- What you will do -
Begin at the line containing "Binary files are" in the data below and go on through the line containing "mxtartaglia-sl: Resolving this, i'll", repeating each line exactly; include both ends and no other line.

##### Listed entries

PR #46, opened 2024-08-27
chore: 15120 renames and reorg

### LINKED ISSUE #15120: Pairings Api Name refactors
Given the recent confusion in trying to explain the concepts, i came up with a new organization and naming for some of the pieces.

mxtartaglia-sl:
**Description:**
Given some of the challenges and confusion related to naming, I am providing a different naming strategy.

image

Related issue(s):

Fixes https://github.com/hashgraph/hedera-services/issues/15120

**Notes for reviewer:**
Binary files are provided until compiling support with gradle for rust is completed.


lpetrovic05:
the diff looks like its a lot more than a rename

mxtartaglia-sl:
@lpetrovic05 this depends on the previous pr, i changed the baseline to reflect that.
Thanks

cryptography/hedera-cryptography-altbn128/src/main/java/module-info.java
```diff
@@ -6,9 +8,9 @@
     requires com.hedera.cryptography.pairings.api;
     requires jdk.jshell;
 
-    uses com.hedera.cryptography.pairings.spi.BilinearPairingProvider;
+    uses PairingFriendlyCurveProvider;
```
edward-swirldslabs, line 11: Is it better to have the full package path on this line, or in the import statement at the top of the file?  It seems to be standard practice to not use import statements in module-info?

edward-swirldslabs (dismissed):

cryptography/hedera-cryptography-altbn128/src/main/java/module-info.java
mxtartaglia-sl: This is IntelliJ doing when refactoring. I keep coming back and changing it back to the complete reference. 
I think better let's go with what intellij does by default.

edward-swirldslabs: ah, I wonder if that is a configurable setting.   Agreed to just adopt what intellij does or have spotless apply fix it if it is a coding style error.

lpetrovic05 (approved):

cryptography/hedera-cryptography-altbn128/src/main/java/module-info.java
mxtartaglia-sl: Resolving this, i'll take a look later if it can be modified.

##########
##### Listed entries

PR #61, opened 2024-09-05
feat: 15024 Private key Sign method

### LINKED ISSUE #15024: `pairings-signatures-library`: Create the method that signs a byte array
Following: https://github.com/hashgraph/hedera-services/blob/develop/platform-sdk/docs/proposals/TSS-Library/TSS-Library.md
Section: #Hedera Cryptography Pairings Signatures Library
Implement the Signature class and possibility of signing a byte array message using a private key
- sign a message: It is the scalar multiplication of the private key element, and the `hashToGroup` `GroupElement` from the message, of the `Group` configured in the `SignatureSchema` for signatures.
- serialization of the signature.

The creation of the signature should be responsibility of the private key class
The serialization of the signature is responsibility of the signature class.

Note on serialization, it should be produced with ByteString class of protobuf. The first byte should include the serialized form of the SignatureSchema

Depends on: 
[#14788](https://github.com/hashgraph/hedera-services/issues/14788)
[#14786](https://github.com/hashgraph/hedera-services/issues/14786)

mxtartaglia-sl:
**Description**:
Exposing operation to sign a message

##########

- Your response -
Binary files are provided until compiling support with gradle for rust is completed.


lpetrovic05:
the diff looks like its a lot more than a rename

mxtartaglia-sl:
@lpetrovic05 this depends on the previous pr, i changed the baseline to reflect that.
Thanks

cryptography/hedera-cryptography-altbn128/src/main/java/module-info.java
```diff
@@ -6,9 +8,9 @@
     requires com.hedera.cryptography.pairings.api;
     requires jdk.jshell;
 
-    uses com.hedera.cryptography.pairings.spi.BilinearPairingProvider;
+    uses PairingFriendlyCurveProvider;
```
edward-swirldslabs, line 11: Is it better to have the full package path on this line, or in the import statement at the top of the file?  It seems to be standard practice to not use import statements in module-info?

edward-swirldslabs (dismissed):

cryptography/hedera-cryptography-altbn128/src/main/java/module-info.java
mxtartaglia-sl: This is IntelliJ doing when refactoring. I keep coming back and changing it back to the complete reference. 
I think better let's go with what intellij does by default.

edward-swirldslabs: ah, I wonder if that is a configurable setting.   Agreed to just adopt what intellij does or have spotless apply fix it if it is a coding style error.

lpetrovic05 (approved):

cryptography/hedera-cryptography-altbn128/src/main/java/module-info.java
mxtartaglia-sl: Resolving this, i'll take a look later if it can be modified.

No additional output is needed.